I want to import multiple .DAT
files from a directory and make them as a list elements and then save them as .RDATA
files.
I tried the following code
files <- dir(pattern = "*.DAT")
library(tidyverse)
Data1 <-
files %>%
map(~ read.table(file = ., fill = TRUE))
which works sometimes and fails others. The files are also available on this link. I want to read all files and them save them as .RDATA
with the same names.
Since the data of the link are partly a little bit unclean, I show you the solution of the core problem of your question on the basis of this example data:
(name1 <- name2 <- name3 <- name4 <- name5 <- data.frame(matrix(1:12, 3, 4)))
# X1 X2 X3 X4
# 1 1 4 7 10
# 2 2 5 8 11
# 3 3 6 9 12
We save the data into a sub directory of your working directory named "test"
.
l <- mget(ls(pattern="^name"))
DIR <- "test"
# dir.create(DIR) # leave out if dir already exists
sapply(1:length(l), function(x)
write.table(l[[x]], file=paste0(DIR, "/", names(l)[x], ".dat"), row.names=FALSE))
Now we look what's inside "test"
.
dir(DIR)
# [1] "name1.dat" "name2.dat" "name3.dat" "name4.dat" "name5.dat"
Now we import the files in the directory by pattern. I use rio::import_list
, which nicely imports the files into a list an uses data.table::fread
inside.

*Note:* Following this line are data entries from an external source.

PR #1579, opened 2022-02-04
Simplify document handling

harshad1:
Clean up document handling in `DocumentActivity` and related locations


gsantner:
I just left from my job and get a visit now. Won't have much time anyway :D

gsantner:
I just left from work and get a visit now. Won't have much time anyway :D

gsantner:
Btw, what I think off doing maybe somewhen in future is making the editor+webview+buttonbar combo more like a Android View. Instead of fragment.  

And then just have DocumentActivity containing the cool view. Own View in ShareIntoActvitity for the top thing. Own View in MainActivity.

Not 100% sure if, but thats somewhere in my mind. Fragments are just horrible to work with to be honest :smile: .

harshad1:
This would be ideal, I think. Having to deal with 2 slightly different lifecycles is really annoying.

Feb. 4, 2022 09:04:01 Gregor Santner ***@***.***>:

harshad1:
I am satisfied with my testing. This is ready.

gsantner (approved):

PR #1582, opened 2022-02-04
Remove EXTRA_PATH_IS_FOLDER intent parameter everywhere

harshad1:
We put EXTRA_PATH_IS_FOLDER in all our intents, but this is not really necessary anywhere... Removing this and seeing what the effects are.


harshad1:
Haven't found any issues with this in my testing. Ready to merge, IMO

gsantner (approved):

But your own code also would work fine.
# rm(list=ls()) # commented out for user safety
L <- rio::import_list(paste0(DIR, "/", dir(DIR, pattern="\\.dat$")), format="tsv")
To save them as .Rdata
we want to assign
names dynamically which we achive with the list
option within save()
.
sapply(seq_along(L), function(x) {
tmp <- L[[x]]
assign(names(L)[x], tmp)
save(list=names(L)[x], file=paste0(DIR, "/", names(L)[x], ".Rdata"))
})
When we list the directory we see that the data was created.
dir(DIR)
# [1] "name1.dat" "name1.Rdata" "name2.dat" "name2.Rdata" "name3.dat" "name3.Rdata"
# [7] "name4.dat" "name4.Rdata" "name5.dat" "name5.Rdata"
Now let's look whether the object names also were created correctly:
# rm(list=ls()) # commented out for user safety
load("test/name1.Rdata")
ls()
# [1] "name1"
name1
# X1 X2 X3 X4
# 1 1 4 7 10
# 2 2 5 8 11
# 3 3 6 9 12
Which is the case.
We alternatively could attempt a more direct approach using rvest
. First we fetch the data names:
library(rvest)
dat.names <- html_attr(html_nodes(read_html(
"https://www2.stat.duke.edu/courses/Spring03/sta113/Data/Hand/Hand.html"),
"a"), "href")
and create individual links:
links <- as.character(sapply(dat.names, function(x)
paste0("https://www2.stat.duke.edu/courses/Spring03/sta113/Data/Hand/", x)))
The remainder is basically the same as above:
DIR <- "test"
# dir.create(DIR) # leave out if dir already exists
library(rio)
system.time(L <- import_list(links, format="tsv") ) # this will take a minute
sapply(seq_along(L), function(x) {
tmp <- L[[x]]
assign(names(L)[x], tmp)
save(list=names(L)[x], file=paste0(DIR, "/", names(L)[x], ".Rdata"))
})
# rm(list=ls()) # commented out for user safety
load("test/clinical.Rdata") # test a data set
clinical
# V1 V2 V3
# 1 26 31 57
# 2 51 59 110
# 3 21 11 32
# 4 40 34 74
# 5 138 135 273
However, as noted earlier in the introduction, the data are partly a little bit unclean and you probably will have to handle them individually and adapt the code case-wise.